I also finished off A Fierce and Subtle Poison. I very much enjoyed the modern fairy tale, and can’t quite decide whether I should call it YA or not. You experience the book through the adventures of a 17-year-old privileged white boy, as he attempts to best his father, a detective, and the cursed girl’s father. So…yes? But the bigger picture of the book, the fairy tale feel, and the weight of the thing kinda tip me towards…not necessarily. Whichever category the story “properly” belong to, it’s a crossover book, so what does it really matter. I wish more time had been spent on character development, particularly with the missing girls, and the Greek chorus of the senoras of the village. I found them fascinating. Still – a solid 4 of 5 stars from me.

Project X. I was able to sneak in some reading before bed last night, just long enough for Flake and Hanratty to get into a fight with the entire soccer team. I felt bad for them – I mean, they were brutally beaten! – but I have to admit, in a tiny, tiny voice, I thought to myself, But they went out of their way to antagonize the soccer team. They practically dared them to start whaling on them! So…why? Was it a measure of maintaining control over their situations rather than admit they have absolutely no control over anything? Nothing excuses the violence…but how much ownership of it must the two antagonists claim?

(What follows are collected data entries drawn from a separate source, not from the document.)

PR #3771, opened 2026-06-11
fix(molmoact2): fix to enable training on datasets with state vector len of 1

Grigorij-Dudnik:
## Summary / Motivation

I meantioned I can't train molmoact on my dataset with single value in state vector (example: https://huggingface.co/datasets/Grigorij/Tello_multifruit_sum). That fix allown me to do it.

## What changed

Datasets store shape-(1,) state features as scalars, so a training batch collates to shape (batch_size,) and AddBatchDimensionObservationStep then unsqueezes it to (1, batch_size), making _extract_state fail with 'State batch size 1 does not match batch size N'. Disambiguate 1-D states against the known batch size and transpose the (1, batch_size) misread.

I run training now and it goes. Plus linting/pytest passes.

- [*] Linting/formatting run (`pre-commit run -a`)
- [*] All tests pass locally (`pytest`)
- [ ] Documentation updated
- [ ] CI is green

### DIFF
--- a/src/lerobot/policies/molmoact2/processor_molmoact2.py
+++ b/src/lerobot/policies/molmoact2/processor_molmoact2.py
@@ -793,7 +793,13 @@ class MolmoAct2PackInputsProcessorStep(ProcessorStep):
             raise ValueError("MolmoAct2 requires observation.state for discrete state prompting.")
         state = torch.as_tensor(observation[OBS_STATE], dtype=torch.float32)
         if state.ndim == 1:
-            state = state.unsqueeze(0)
+            # Shape-(1,) state features are stored as scalars, so a batch of them
+            # collates to (batch_size,) rather than (batch_size, 1).
+            state = state.unsqueeze(-1) if int(state.shape[0]) == batch_size else state.unsqueeze(0)
+        elif state.ndim == 2 and state.shape[0] == 1 and int(state.shape[1]) == batch_size and batch_size > 1:
+            # AddBatchDimensionObservationStep misreads a (batch_size,) scalar-state
+            # batch as one sample and unsqueezes it to (1, batch_size).
+            state = state.transpose(0, 1)
         if int(state.shape[0]) != batch_size:
             raise ValueError(f"State batch size {state.shape[0]} does not match batch size {batch_size}.")
         return state
--- a/tests/policies/molmoact2/test_molmoact2.py
+++ b/tests/policies/molmoact2/test_molmoact2.py
@@ -368,6 +368,38 @@ def test_molmoact2_explicit_image_keys_stay_strict():
         step._resolve_image_keys(observation)
 
 
+def test_molmoact2_extract_state_unsqueezes_single_sample():
+    step = object.__new__(MolmoAct2PackInputsProcessorStep)
+    state = torch.tensor([1.0, 2.0, 3.0])
+
+    extracted = step._extract_state({OBS_STATE: state}, batch_size=1)
+
+    assert extracted.shape == (1, 3)
+    assert torch.equal(extracted[0], state)
+
+
+def test_molmoact2_extract_state_handles_batch_of_scalar_states():
+    # Shape-(1,) state features are stored as scalars, so a batch collates to (B,).
+    step = object.__new__(MolmoAct2PackInputsProcessorStep)
+    state = torch.tensor([1.0, 2.0, 3.0, 4.0])
+
+    extracted = step._extract_state({OBS_STATE: state}, batch_size=4)
+
+    assert extracted.shape == (4, 1)
+    assert torch.equal(extracted.squeeze(-1), state)
+
+
+def test_molmoact2_extract_state_handles_scalar_batch_misread_as_single_sample():
+    # AddBatchDimensionObservationStep turns a (B,) batch of scalar states into (1, B).
+    step = object.__new__(MolmoAct2PackInputsProcessorStep)
+    state = torch.tensor([[1.0, 2.0, 3.0, 4.0]])
+
+    extracted = step._extract_state({OBS_STATE: state}, batch_size=4)
+
+    assert extracted.shape == (4, 1)
+    assert torch.equal(extracted.squeeze(-1), state.squeeze(0))
+
+
 def test_enable_lora_vlm_builds_policy_local_peft_config():
     pytest.importorskip("peft")
     policy_cfg = MolmoAct2Config(


ayerone:
I happen to know that this bug affects other policy(ies), the regular ACT policy, for example. Would you consider doing an upstream fix that would obviate the need to fix each policy individually?

Here's what I mean: when a shape=(1,) feature is read back from storage in `datasets/dataset_reader.py` (`_load_hf_dataset()`) and `datasets/streaming_dataset.py` (`item_to_torch()` call sites), it comes out as a 0-D scalar tensor because those features are stored as plain scalars for "compatibility reasons" (see @SevenFo and @CarolinePascal's PR #3344). If the read path were to unsqueeze it back to `(1,)` before returning, PyTorch's collate would produce `(B, 1)` as expected. That way every policy sees correctly-shaped tensors without any special casing.

ayerone:
And someday, in an ideal future, datasets v4.0 scalar state features could be stored as single-element lists rather than plain scalars. They could be read back naturally without needing a write-path squeeze, a read-path unsqueeze, or special cases anywhere. A boy can dream, can't he?

CarolinePascal:
Hey there ! 

Thanks for the discussion on the topic - features shapes seem to be a hot topic at the moment. As the issue seems to impact most of the policies, I feel like it would be easier and somehow cleaner to fix it directly on the dataset reader side, maybe in the `get_item` method. WDYT ?

ayerone:
So at the end of `get_item`, loop over the shape-`(1,)` keys from `_meta.features` and unsqueeze: 0-D tensors to `(1,)` for single-timestep features, or `(T,)` to `(T, 1)` for anything that came through the delta path.
Then in the streaming dataset, maybe a small private helper around `item_to_torch` that unsqueezes 0-D results based on scalar shape-`(1,)` keys computed in `__init__`; and the helper is swapped in at the existing call sites?

~~Please don't hate me, but...in my heart, I really want this fixed at the storage level: store length-1 feature vectors as `datasets.Sequence(length=1)` so the round-trip is correct by construction and we don't need read-time shape correction at all.~~
~~- This would slightly modify the way datasets are saved, but make the code accept the old/unchanged, and the new/improved datasets while loading. Specifically, it would change the parquet column type for length-1 features from `scalar` to `fixed-size` list.~~
~~- This doesn't resurface the bug from #3344 [that found that writing stacked `(N, 1)` data to a `datasets.Value` column crashed because Value expects scalars]; I would remove the squeeze from `dataset_writer.py`, and also remove the special case of `shape == (1,)` from `get_hf_features_from_features` in `feature_utils.py`, and let `Sequence` get used, just like arrays of any other length.~~

~~Backward Compatibility:
To avoid crashing on previously recorded datasets, we could read their schema from parquet and keep loading `shape=(1,)` columns using `Value`.  To be clear this doesn't fix the issue that was raised in this PR for datasets that are already recorded, but it would fix it for new datasets that were recorded after this change was implemented.~~

~~The (proposed) change regarding how datasets will get written from now on:
I.e., how is `get_hf_features_from_features` supposed to know whether a feature is scalar?
Option 1 (better): change the convention so that *truly* scalar types are declared with `shape=()`. This requires a few more changes because existing code that consumes these scalars is used to receiving them packaged as 1-D arrays of length 1.
Option 2 (easier?): truly scalar features get declared with an `"is_scalar": True` dict item. Not as elegant.~~

Aaaaaaaand, now that I take a step back, I can see that I've blown this issue up massively  [backs away slowly]

Grigorij-Dudnik:
@ayerone Totally agree with what you say (hovewer, I don't really undersand all). Single note from my side - XVLA worked for me on the same dataset.

Btw, I had also problem with video-only datasets (0-len state vector) some time ago, not sure about how it looks now. Do the problem still persists and if solution you propose maybe help with it?

ayerone:
@Grigorij-Dudnik Honestly I regret all that from before, I didn't realize how complicated that path would be when I started. My apologies.

~~I'm liking your simple fix more for now. IMHO anything else is either too complicated to migrate, or a workaround that's not warranted.~~

**Update** 
I'm now advocating the proposed fix here:
https://github.com/huggingface/lerobot/pull/3833

In the meantime, Grigorij, I think the easiest workaround for you is to read something back from the dji sdk (pitch, roll, velocity in x y or z) and include that in your robot's state. Length-2 state gets handled fine by the policies.

Regarding your other questions,
XLVA already does `state.unsqueeze(0)` whenever `state.dim() == 1`, so no crashes, although I'm not sure it's actually handling the observation state correctly during training; the policy may be learning from vision only as-is (and maybe that's fine for you).

Zero-length state vector:
It looks like neither ACT nor molmoact2 support that for now, although in theory, ACT policy could handle this with a  couple small edits, and same for molmoact.

CarolinePascal:
Hi @ayerone - I hope you did not have too much of a hard time thinking about this issue, sorry about the trouble 😅 I mostly suggested a fix at the reader level so that all policies benefit from it "out of the box" without having to implement a fix on each of them.

That being said, we can always think about a better fix when we start building the next version of LeRobot dataset. Keep all your ideas in mind for when that happens 🦾

CarolinePascal:
Hi @Grigorij-Dudnik - I'm planning on merging this PR as well in the near future: https://github.com/huggingface/lerobot/pull/3665. This may solve your issue with 0 shaped vectors !

ayerone:
@CarolinePascal I did dig pretty deep into this issue, but...i did it to myself :) thanks for your concern. And I appreciate your help.
> I mostly suggested a fix at the reader level so that all policies benefit from it "out of the box" without having to implement a fix on each of them.

I like the idea to _not_ fix each policy separately. But i think what's really messing us up is the convention used when features are declared, specifically scalars having shape=(1,). I think that is wrong (inconsistent with the dataset spec, docs/source/lerobot-dataset-v3.mdx), scalars should have shape=(), and then we wouldn't even need a fix at the reader level. (see https://github.com/huggingface/lerobot/pull/3833)
>Hi @Grigorij-Dudnik - I'm planning on merging this PR as well in the near future: https://github.com/huggingface/lerobot/pull/3665. This may solve your issue with 0 shaped vectors !

I believe Grigorij's main case here is for length-1 state, which could work natively with my proposed fix from a moment ago (because vectors wouldn't be confused with scalars). Grigorij also did mention empty observation state, which is like https://github.com/huggingface/lerobot/pull/3665, but, for the record, also handled in https://github.com/huggingface/lerobot/pull/3833 😊
>That being said, we can always think about a better fix when we start building the next version of LeRobot dataset. Keep all your ideas in mind for when that happens

I like that ⬆️
While it's very straightforward to change scalar's shape to (), most of the new code I had to add for #3833 was to maintain backwards compatibility with existing v3.0 datasets, so the change would be much easier at version-bump-time. Do you have any idea when this would be? I'll be there to advocate for the shape-schema change, which I'm obviously weirdly passionate about :)

Grigorij-Dudnik:
@ayerone Thanks for suggestion of walkaround - I luckly managed to do my experiment by patching lib with that fix. What about if XVLA takes into account the observation vector - I actually had same concerns ;)

@CarolinePascal I like to hear that one and zero-length vector problem going to be solved. So do my PR will be needed any more? If not, feel free to close it.

CarolinePascal:
@Grigorij-Dudnik The PR for 0 shaped features is here : https://github.com/huggingface/lerobot/pull/3920 ! It's waiting for a review to be merged, but feel free to test it in the meantime 👍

Not easy questions. I did pick excellent books for my #bout this week! Now I just have to go out there and find another one to take Fierce and Subtle‘s place.

Bout of Books: Day 2 recap.

May 11, 2016


Yesterday’s reading wasn’t all I had hoped, you guys. Because, well, see there was this rotating wall cloud over my house last night, and then when THAT drama was just about over, the electricity went out. And stayed out until 1:15 a.m. I can only do so much reading my flashlight until I give up and go to sleep. So!

Books read yesterday:

The Sisterhood of the Traveling Pants, by Ann Brashares. I read a few chapters to the girls last night by flashlight light. Reading when the lights go out is the best! We got maybe 50 pages done, which is awesome! We’re still at the beginning-ish, but the girls are getting sucked into the story. I love when you can see them tip over from doubting whether the story is worth their time into the place where the story owns them and they have to know what happens.

Project X, by Jim Shepard. I only read a few pages (also by flashlight) before sleep grabbed me. I haven’t gotten sucked in yet, mostly because I don’t care that the boys are being bullied [I am a horrible person, I know], but I’m still very optimistic that I’m going to enjoy the book. [Is enjoy the right word, when what we’re talking about is tragic? Eh…]

You, by Caroline Kepnes. As I said yesterday (I think?), I grabbed this because my readerly friends from back home all highly recommended it to me. It’s twisted, but catchy, they said. Hoo boy, are they right! Our protagonist is stalking this flaky chick who bought something in his bookstore, and is convinced she’s in love with him. I’ve learned enough about Crazy Stalker that I am basically never making eye contact with anyone ever again, but I can’t say I like Flaky Chick enough to care what befalls her or the demented douche of a guy she’s hopelessly chasing. The action has picked up and I’m sort of annoyed that I only got to read 50-60 pages while waiting at my daughter’s orthodontia appointment.

A Fierce and Subtle Poison, by Samantha Mabry. I got through a goodish chunk yesterday and I’m irrevocably addicted! It was on my TBR to begin with, but it moved way up when I saw it would satisfy my “Read a Horror Book” requirement for the Read Harder challenge. [All of my authors for the challenge must be people of color.] A high school boy summers in San Juan with his hotel tycoon father, and has become obsessed with the cursed house at the end of his street – and especially with the cursed girl whom the locals whisper about, the girl with green skin and grass for hair. The girl who is now sending Lucas mysterious notes. Oh! Also! Missing girls keep popping up dead and the local detective isn’t so keen on Lucas. So there’s that going on.

Okay, so it might not have felt like I got a lot of reading done this week, but turns out I did better than I thought!